If you do not get enough protein and are accustomed to eating a high-carbohydrate diet, you will find that you are hungry again soon after eating. This is because carbohydrates take less time to digest than protein and fat. Therefore, food stays in the stomach for a shorter time, making you feel hungry more often. This leads to overeating, to satisfy your constant feeling of being hungry.
4. The chance of infection increases
When the human body lacks protein, there may not be any changes in the beginning. However, in the long run, your body may lose important protective capabilities, making your immune system more vulnerable and less capable to work properly.
A compromised immune system can increase the risk and severity of infection, which is also a common symptom of severe protein deficiency.[*]
Even a mild lack of protein intake may compromise your immune system, making you ill.
5. Easy to fracture
Your bones not only need calcium, but they also need enough protein to build and maintain bone density and bone strength. Studies have shown that insufficient protein intake increases the risk of fractures.[*]
If you don’t get enough protein to fuel your brain, muscles and other organs, your body will borrow protein from other places, including storage in bone tissue. This can cause your bones to become fragile and break more easily.
6. Wounds are not easy to heal
Protein can help the body repair damaged tissues. Low protein levels directly lead to a decrease in collagen, thereby slowing the healing process of the wound.
Moreover, the loss of protein will be further aggravated during the wound healing process.
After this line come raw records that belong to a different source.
PR #293, opened 2019-11-20
build(docker): Make image more usable in CI environments

aexvir:
* Improve caching by just copying essential files for each stage
* Group RUN commands in as few layers as possible
* Use `poetry==1.0.0b5`, which allows avoiding the installation of the local package
* Generate `schemathesis` comand, globally accessible
* Use whitelist approach for `.dockerignore`

Apologies for not noticing that it wouldn't be easy to run it on CI during my first review

I don't fully like the solution, but unfortunately `poetry` is not yet ready for using it comfortably outside of the dev environment. Personally, when I've used poetry in the past I just ended up generating a `requirements.txt` and using that in the docker image instead... but with this changes it's enough to make it usable both in CI and locally

locally, nothing changed:
```bash
docker run --rm kiwicom/schemathesis run http://localhost/openapi.json
```

In (gitlab) CI:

Due to the leakage of fluid from the affected area, your body may lose up to 100 mg of protein per day.[*]
Therefore, a high-protein diet is essential in the process of wound recovery.
When you eat enough protein, the protein circulating in your blood—especially albumin—helps prevent fluid from accumulating in your tissues.
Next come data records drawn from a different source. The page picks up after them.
PR #300, opened 2019-11-23
Concurrent test execution in CLI / runner

### LINKED ISSUE #91: Runner. Execute tests for different endpoints in parallel
Now, `runner` module executes tests sequentially, but for each method/endpoint combo they could be executed in parallel. However, apparently it could be done in separate processes since `hypothesis` has some internal state that prevents running it in different threads / same thread (via `asyncio`). The network part could be done async, but not sure how to design it in this way - I did two attempts but failed because off hitting `deadline` in `hypothesis` (maybe disabling the deadline setting will help, not sure) and didn't properly try different processes. Also, it would be nice to consult with `hypothesis` core devs

Stranger6667:
Resolves #91 

It is a very rough draft

TODO:

- [x] Display number of workers in the CLI output
- [x] Add option to the CLI
- [x] Add different output styles. For concurrent execution, we can do the same as `pytest-xdist` and display only resulting symbols (e.g. `F`, or `.`)
- [x] Handle main thread interruptions
- [x] Handle interruptions in non-main threads
- [x] Check how not handled exceptions will be displayed in worker threads;
- [x] Move Hypothesis output that happens in worker threads to the main thread;
- [x] Test things 
- [x] Docs

Probably more TODO things to come

Some benchmark of our internal service (6 endpoints):

- master branch - 158.54 seconds
- this branch - 53.4 sec in 6 worker threads

### DIFF
--- a/src/schemathesis/_hypothesis.py
+++ b/src/schemathesis/_hypothesis.py
@@ -3,7 +3,7 @@ import asyncio
 import re
 from base64 import b64encode
 from functools import partial
-from typing import Any, Callable, Dict, Generator, Optional
+from typing import Any, Callable, Dict, Generator, Optional, Union
 from urllib.parse import quote_plus
 
 import hypothesis
@@ -33,6 +33,15 @@ def create_test(
     if settings is not None:
         wrapped_test = settings(wrapped_test)
     return add_examples(wrapped_test, endpoint)
+
+
+def make_test_or_exception(
+    endpoint: Endpoint, func: Callable, settings: Optional[hypothesis.settings] = None, seed: Optional[int] = None
+) -> Union[Callable, InvalidSchema]:
+    try:
+        return create_test(endpoint, func, settings, seed=seed)
+    except InvalidSchema as exc:
+        return exc
 
 
 def get_original_test(test: Callable) -> Callable:
@@ -126,9 +135,7 @@ def get_case_strategy(endpoint: Endpoint) -> st.SearchStrategy:
             if value is not None:
                 if parameter == "path_parameters":
                     strategies[parameter] = (
-                        from_schema(value)
-                        .filter(filter_path_parameters)  # type: ignore
-                        .map(quote_all)  # type: ignore
+                        from_schema(value).filter(filter_path_parameters).map(quote_all)  # type: ignore  # type: ignore
                     )
                 elif parameter == "headers":
                     strategies[parameter] = from_schema(value).filter(is_valid_header)  # type: ignore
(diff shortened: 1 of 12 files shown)


src/schemathesis/runner/__init__.py
```diff
@@ -1,116 +1,155 @@
...
-) -> Generator[requests.Session, None, None]:
-    with requests.Session() as session:
-        if auth is not None:
-            session.auth = auth
-        session.headers["User-agent"] = USER_AGENT
-        if headers is not None:
-            session.headers.update(**headers)
-        yield session
 
+class Worker(threading.Thread):
```
Stranger6667: Maybe, default `Thread` will be easier, just with passing everything needed to the execution:

```
Thread(target = run, args = (...))
```

src/schemathesis/_hypothesis.py
```diff
@@ -126,9 +135,7 @@ def get_case_strategy(endpoint: Endpoint) -> st.SearchStrategy:
             if value is not None:
                 if parameter == "path_parameters":
                     strategies[parameter] = (
-                        from_schema(value)
-                        .filter(filter_path_parameters)  # type: ignore
-                        .map(quote_all)  # type: ignore
+                        from_schema(value).filter(filter_path_parameters).map(quote_all)  # type: ignore  # type: ignore
```
Stranger6667: Some weird artifact

src/schemathesis/runner/__init__.py
```diff
@@ -1,116 +1,155 @@
...
+        self.tasks_queue = tasks_queue
+        self.events_queue = events_queue
+        self.schema = schema
+        self.checks = checks
+        self.results = results
+        self.settings = settings
+
+    def run(self) -> None:
+        # TODO. catch hypothesis output - we should move it to the main thread
+        with get_session() as session:
```
Stranger6667: Missing auth & headers.

src/schemathesis/runner/__init__.py
```diff
@@ -1,116 +1,155 @@
...
+            # each call to `is_alive` of an alive worker waits for a lock
+            # iterations without waiting are too frequent and a lot of time will be spent on waiting for this locks
+            time.sleep(0.001)
+            is_finished = all(not worker.is_alive() for worker in workers)
+            while not events_queue.empty():
+                yield events_queue.get()
+
+    def _get_tasks_queue(self) -> Queue:
+        """All endpoints are distributed among all workers via a queue."""
+        endpoints = list(self.schema.get_all_endpoints())
```
Stranger6667: could be used in extend without calling `list` here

If the body is severely lacking in protein, there will be signs of edema, especially in the abdomen, legs, feet and hands. This is due to the decrease in serum albumin levels.
8. Anxious or depressed
Your brain needs to use a chemical substance called a neurotransmitter to transmit information between cells. Many of these neurotransmitters are composed of amino acids, which are the basic building blocks of protein.
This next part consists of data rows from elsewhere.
PR #323, opened 2019-12-11
Fix compatibility with Hypothesis >= 4.53.2

### LINKED ISSUE #322: New release of hypothesis breaks schemathesis
```
packages/schemathesis/models.py", line 9, in <module>
    from hypothesis.searchstrategy import SearchStrategy
ModuleNotFoundError: No module named 'hypothesis.searchstrategy'
```

`hypothesis` just released an hour ago...breaks this.

Release notes include:

>If you are depending on the internal API (which you shouldn't be,    and which we don't guarantee compatibility on) you may have to rename some   imports.

Stranger6667:
Closes #322 

It is compatible with the previous Hypothesis versions

### DIFF
--- a/docs/changelog.rst
+++ b/docs/changelog.rst
@@ -6,6 +6,11 @@ Changelog
 `Unreleased`_
 -------------
 
+Fixed
+~~~~~
+
+- Compatibility with Hypothesis >= 4.53.2. `#322`_
+
 `0.19.0`_ - 2019-12-02
 ----------------------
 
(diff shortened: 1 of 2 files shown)


kdelee:
Should you also add a minimum version to the dependency?

Stranger6667:
There is no need for the minimum version pin since it is compatible with the previous versions (tested on 4.39.3 and 4.34.0) 

I will add some more test builds later to verify this compatibility

Stranger6667:
Most probably I was relying on automatic PyCharm imports when I was developing that module - I didn't check that `searchstrategy` is internal

Stranger6667:
I will re-check though

kdelee:
Cool, thanks

Stranger6667:
Yep, re-checked Hypothesis code & rerun few more versions in tox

Therefore, if you don’t eat enough protein, it can be difficult for your body to produce enough neurotransmitters. This can affect the normal function of your brain. For example, if your dopamine and serotonin levels decrease, you may feel restless or depressed.
In addition, insufficient neurotransmitters can cause brain fog and an inability to concentrate, as well as sleep disturbances.
How to eat enough protein
Generally speaking, healthy adults should consume at least 0.8 grams of protein per kilogram of body weight (1 kg = 2.2 pounds) per day. For example, a 180-pound person should eat at least 65 grams of high-quality protein every day.[*]
However, the “correct” amount of protein depends on many factors, including activity level, age, muscle mass and current health status.
Eating a diverse diet can help to avoid protein deficiency.
In your daily diet, it is also helpful to reduce carbohydrates and increase the intake of high-quality protein, such as lean meat, chicken, fish, dairy products, eggs, etc.
For vegetarians, some of the best sources of protein are whole grains, lentils, soybeans and other legumes, soy products, nuts, seeds and vegetables.
Drinking a whey protein shake before and after fitness and exercise can repair damaged muscles and help increase muscle mass and burn fat.
In short (as long as you are not too picky or dieting) no matter what type of diet you follow, you should always make sure that you get enough protein to avoid health problems caused by protein deficiency.